Saturday, January 1, 2022

Raymarine Electronics Upgrade

 We’ve been unhappy with the performance of our old ST6002 autopilot and S3 course computer for several years.  It was particularly bad about overshooting course corrections in anything but the calmest conditions. It could deviate up to 15-20 degrees from the desired course heading, particularly when sailing deep apparent wind angles. This made it dangerous to use in situations where an accidental jibe could occur or in dense boat traffic.

The new Raymarine EV1 system had a good reputation. Its marketing materials say that it is a 9-axis sensor. Well there are only three physical dimensions, so how could it have a 9-axis sensor? After some research, we determined that it senses three factors in each of the three dimensions:

  • direction/orientation of the boat in X, Y, and Z - think of this as heading and attitude
  • speed of rotation around each axis (roll (X), pitch (Y), and yaw (Z)) - measures how fast the orientation is changing
  • acceleration around each axis - measures how quickly the speed of orientation is changing

This combination allows the system to quickly adapt to the boat’s interaction with the wind and waves. Like a good helms-person, it can anticipate changes in orientation. For example, if a wave knocked the boat's heading 5 degrees off, the autopilot adjusts the helm. Acceleration sensing tells it how fast the heading change is occurring and to begin correcting the helm before it overshoots.

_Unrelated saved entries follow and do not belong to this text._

Issue #307, opened 2021-10-14
Precompiles blake2/EcRecovery/modexp/bn


rakita:
In general I wanted to take precompiles, don't bother with reimplementing them and just integrate them in REVM, but it seems that this lead me into a big rabbit hole.

Here is the list of changes or just replacements that I did so that eth/tests would pass:
* blake2: one of the tests (or maybe more, I stopped on first) just crashed with `unwrap` I dont have name of exact test that crashed. reimplementing algo was very straightforward 
* EcRecovery: I replaced lib with parity alternative. The problem is probably related to this: https://github.com/openethereum/openethereum/blob/d8305c52ea805e62d7532c3ac76386873984d326/crates/vm/builtin/src/lib.rs#L834-L838
* modexp still continue failing, probably do the padding. I modified this code https://github.com/paritytech/frontier/blob/master/frame/evm/precompile/modexp/src/lib.rs so that it is more robust. I have only Berlin version, didnt test byzantine. The code is made working, but I would need to invest more time to check it and be sure that it is okay.
* bn lib: failed on this tests related to mul: https://github.com/bluealloy/revm/blob/aa12599d07a04d1e5ef6bfc35dc0d795a4b00d8d/bin/revm-ethereum-tests/src/runner.rs#L79-L104 I replaced it with parity alternative.

All new libs are apache2/MIT or similar, all changes can be found here: https://github.com/bluealloy/revm/tree/main/src/precompiles
If needed, eth test runner can be found here: https://github.com/bluealloy/revm/tree/main/bin/revm-ethereum-tests
I am running only Berlin tests and I check state root for verification.

rakita:
@birchmd, It is what it is. Hope it helps.

birchmd:
Cc @frankbraun RE security email and procedures for accepting external vulnerability reports

joshuajbouw:
I have @mrLSD assigned to this for now as he is working on implementing the precompile tests from ETH now.

rakita:
@joshuajbouw @mrLSD maybe this can help: https://crates.io/crates/revm_precompiles

mrLSD:
@rakita could you explain please how the issue related to Aurora?
The description and tests runner about REVM.
REVM - really awesome library! But I need clarification on what you propose in the Aurora context.

I investigated REVM, and am I'm not clear that you propose running for Auorara (SputnikVM) same tests logic for Ethereum like REVM?

I see, that REVM tests include only `GeneralStateTests`:
[...]

PR #348, opened 2021-11-11
 Precompiles tests

mrLSD:
Tests for Ethereum state precompile.
Related to #307

Tests base: https://github.com/ethereum/tests/

## NOTICE
There's an issue to import crates from https://github.com/rust-blockchain/evm-tests

As a temporal solution, it was copied `evm-tests` implementations to `engine-tests/` for:
* `ethjson`
* `keccak_hasher`
* `state`
* `triehash_ethereum`

**It should be fixed in future PR**.


joshuajbouw:
We never intend to copy and paste code from other projects. Need to aim to higher aspirations. We can use ETH's json tests, but we can't just lift the code from Open Ethereum and rust-blockchain/evm.

PR #939, opened 2024-07-22
chore: release notes 3.6.4

aleksuss:
## Description

Release notes for the 3.6.4 release.


birchmd (commented):
Is this also the first release that includes the Cancun upgrade? That probably deserves a mention in the release notes.

aleksuss:
No. I'm planning to add only the commit mentioned in the CHANGELOG. I think it's better to add CANCUN support after splitting eth connector. Just in case.

birchmd (approved):

mrLSD (approved):

PR #942, opened 2024-08-01
chore: remove unused `bytes_to_hex`

dwiekawki:


birchmd (commented):
I don't think this function is used in our codebase any more. Probably it makes sense just to remove it instead of improving it.

engine-types/src/types/mod.rs
```diff
@@ -101,7 +101,7 @@ const HEX_ALPHABET: &[u8; 16] = b"0123456789abcdef";
 #[allow(dead_code)]
 #[must_use]
 pub fn bytes_to_hex(v: &[u8]) -> String {
-    let mut result = String::new();
+    let mut result = String::with_capacity(v.len() << 1);
```
mrLSD, line 104: [This function used](https://github.com/aurora-is-near/aurora-engine/blob/c03a2d8610cd27a9decb91b3bddb107db2177b29/engine-types/src/types/mod.rs#L161)  only for testing itself.
I think it's better to just remove that code, as it's outdated.

dwiekawki: Removed

birchmd (approved):

aleksuss (approved):

mrLSD (approved):

PR #947, opened 2024-08-14
Chore: Update SputnikVM to v0.45.2-aurora

mrLSD:


aleksuss (approved):

engine-tests/src/utils/mod.rs
```diff
@@ -1000,11 +1000,15 @@ pub fn unwrap_revert_slice(result: &SubmitResult) -> &[u8] {
     }
 }
 
-pub fn panic_on_fail(status: TransactionStatus) {
+pub fn panic_on_fail(status: TransactionStatus) -> Option<String> {
```
birchmd, line 1003: Maybe `get_error_message` is a better name for this function now that it no longer panics.

engine/src/engine.rs
```diff
@@ -1920,27 +1961,23 @@ impl<'env, I: IO + Copy, E: Env, M: ModExpAlgorithm> Backend for Engine<'env, I,
...
-            .or_insert_with(|| get_generation(&self.io, &address));
-        // First we're checking cache to not produce read-storage operation
         if self
             .contract_storage_cache
             .borrow()
-            .contains_key(&(address, index))
+            .contains_key(&(address, H256::zero()))
         {
-            return false;
+            return true;
```
birchmd, line 1973:
```suggestion
            return false;
```

How does this incorrect logic pass our CI? Maybe new test that touches `is_empty_storage` is needed.

PR #949, opened 2024-08-26
chore: use plain enum for the TransactionStatus

aleksuss:
## Description

The PR proposes adding some code refactoring to the #935 

No performance changes.

## Testing

A regression test for the `TransactionStatus` has been added.


birchmd (approved):

engine-types/src/parameters/engine.rs
```diff
@@ -575,51 +570,47 @@ mod tests {
...
-        let res = borsh::to_vec(&TransactionStatus::Error(EvmErrorKind::PCUnderflow)).unwrap();
-        assert_eq!(&[6, 8], res.as_slice());
-        let res = borsh::to_vec(&TransactionStatus::Error(EvmErrorKind::CreateEmpty)).unwrap();
-        assert_eq!(&[6, 9], res.as_slice());
-        let res = borsh::to_vec(&TransactionStatus::Error(EvmErrorKind::Other(
-            crate::Cow::from(String::new()),
-        )))
+    fn test_serialization_transaction_status_regression() {
+        let bytes =
+            std::fs::read("../engine-tests/src/tests/res/transaction_status.borsh").unwrap();
```
mrLSD, line 575: I understand, why that solution was proposed: some guaranty or reference of transaction order.
But nothing can prevent the change that file. It means that the serialization generator can be used directly, as it will be difficult to miss ordering modifications for it.
Also keep in mind, that new EVM errors will be frequently adding.

mrLSD (approved):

Staying with Raymarine meant that we could re-use some existing equipment: the HD Color radome, the rotary drive unit, and the masthead wind instrument. We had previously upgraded the chart plotter to the Raymarine a75, but decided that we wanted the larger 12-inch display for the new installation. We also wanted the hybrid version that has the knob and a few buttons (particularly MOB) and SD card slot on the front. This required changing the helm layout because there wasn’t enough room between the engine gauges.


Prior installation with a75 display



We bought the Axiom Pro 12S, depth transducer, EV1 sensor module, ACU-400 course computer, p70s autopilot control head, three i70s instrument displays, and the iTC-5 analog interface for the wind and depth sounder. Total outlay was about $8000. We produced a schematic of the installation before we started, so we knew that we had everything.

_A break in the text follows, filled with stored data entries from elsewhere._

PR #960, opened 2024-09-26
Feat: Add EIP-7702 - new type transaction

mrLSD:
## Description

➡️  Added EIP-7702 - new type transaction

### DIFF
--- a/engine-tests/src/tests/repro.rs
+++ b/engine-tests/src/tests/repro.rs
@@ -26,7 +26,7 @@ fn repro_GdASJ3KESs() {
         block_timestamp: 1_645_717_564_644_206_730,
         input_path: "src/tests/res/input_GdASJ3KESs.hex",
         evm_gas_used: 706_713,
-        near_gas_used: 115,
+        near_gas_used: 113,
     });
 }
 
@@ -51,7 +51,7 @@ fn repro_8ru7VEA() {
         block_timestamp: 1_648_829_935_343_349_589,
         input_path: "src/tests/res/input_8ru7VEA.hex",
         evm_gas_used: 1_732_181,
-        near_gas_used: 206,
+        near_gas_used: 202,
     });
 }
 
@@ -71,7 +71,7 @@ fn repro_FRcorNv() {
         block_timestamp: 1_650_960_438_774_745_116,
         input_path: "src/tests/res/input_FRcorNv.hex",
         evm_gas_used: 1_239_721,
-        near_gas_used: 168,
+        near_gas_used: 163,
     });
 }
 
@@ -88,7 +88,7 @@ fn repro_5bEgfRQ() {
         block_timestamp: 1_651_073_772_931_594_646,
         input_path: "src/tests/res/input_5bEgfRQ.hex",
         evm_gas_used: 6_414_105,
-        near_gas_used: 650,
+        near_gas_used: 508,
     });
 }
 
@@ -106,7 +106,7 @@ fn repro_D98vwmi() {
         block_timestamp: 1_651_753_443_421_003_245,
         input_path: "src/tests/res/input_D98vwmi.hex",
         evm_gas_used: 1_035_348,
-        near_gas_used: 169,
+        near_gas_used: 164,
     });
 }
 
@@ -125,7 +125,7 @@ fn repro_Emufid2() {
         block_timestamp: 1_662_118_048_636_713_538,
         input_path: "src/tests/res/input_Emufid2.hex",
         evm_gas_used: 1_156_364,
-        near_gas_used: 294,
+        near_gas_used: 293,
     });
 }
 
--- a/engine-transactions/src/eip_7702.rs
+++ b/engine-transactions/src/eip_7702.rs
@@ -1,0 +1,262 @@
+use crate::eip_2930::AccessTuple;
+use crate::Error;
+use aurora_engine_precompiles::secp256k1::ecrecover;
+use aurora_engine_types::types::{Address, Wei};
+use aurora_engine_types::{Vec, H160, U256};
+use evm::executor::stack::Authorization;
+use rlp::{Decodable, DecoderError, Encodable, Rlp, RlpStream};
+#[cfg(feature = "serde")]
+use serde::{Deserialize, Serialize};
+
+/// Type indicator (per EIP-7702)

Raymarine Upgrade Schematic



Removing the old instruments was easy. We pulled out a fair amount of old SeaTalk cabling. The only catch we encountered was the depth sounder cable ran to the ST40 depth readout mounted below the VHF radio at the Nav Station. We extended it back to the iTC-5 that we mounted under the galley sink, next to the ACU-400 that controls the rotary drive.


ACU-400 drive and iTC-5 analog instrument interface




The SeaTalk-NG buss cabling is sweet and makes for a very clean installation. The EV1 sensor core was installed near the centerline and above the headliner inside the salon sliding door to keep it away from sources of magnetic interference


EV1 sensor core above ceiling



The 12-inch display required moving the two engine ammeters.


Cutting and drilling the new layout



The final installation looks very nice and we’re delighted with it.


New installation


The third i70s instrument replaced the old ST40 depth display at the nav station. We really like the flexibility of the new i70s instruments.


What about operational results? The EV1 and ACU-400 combination is great. It holds course reliably when going downwind and we’ve held the bow into the wind to set the main by using the wind heading hold feature. It seems to be better than we can manually steer.


The one thing we're missing is a speed-through-the-water sensor. I dislike the paddlewheel sensors that require constant cleaning and a doppler sensor is $2000, which doesn't seem to be worth it for the benefit of slightly better wind instrumentation.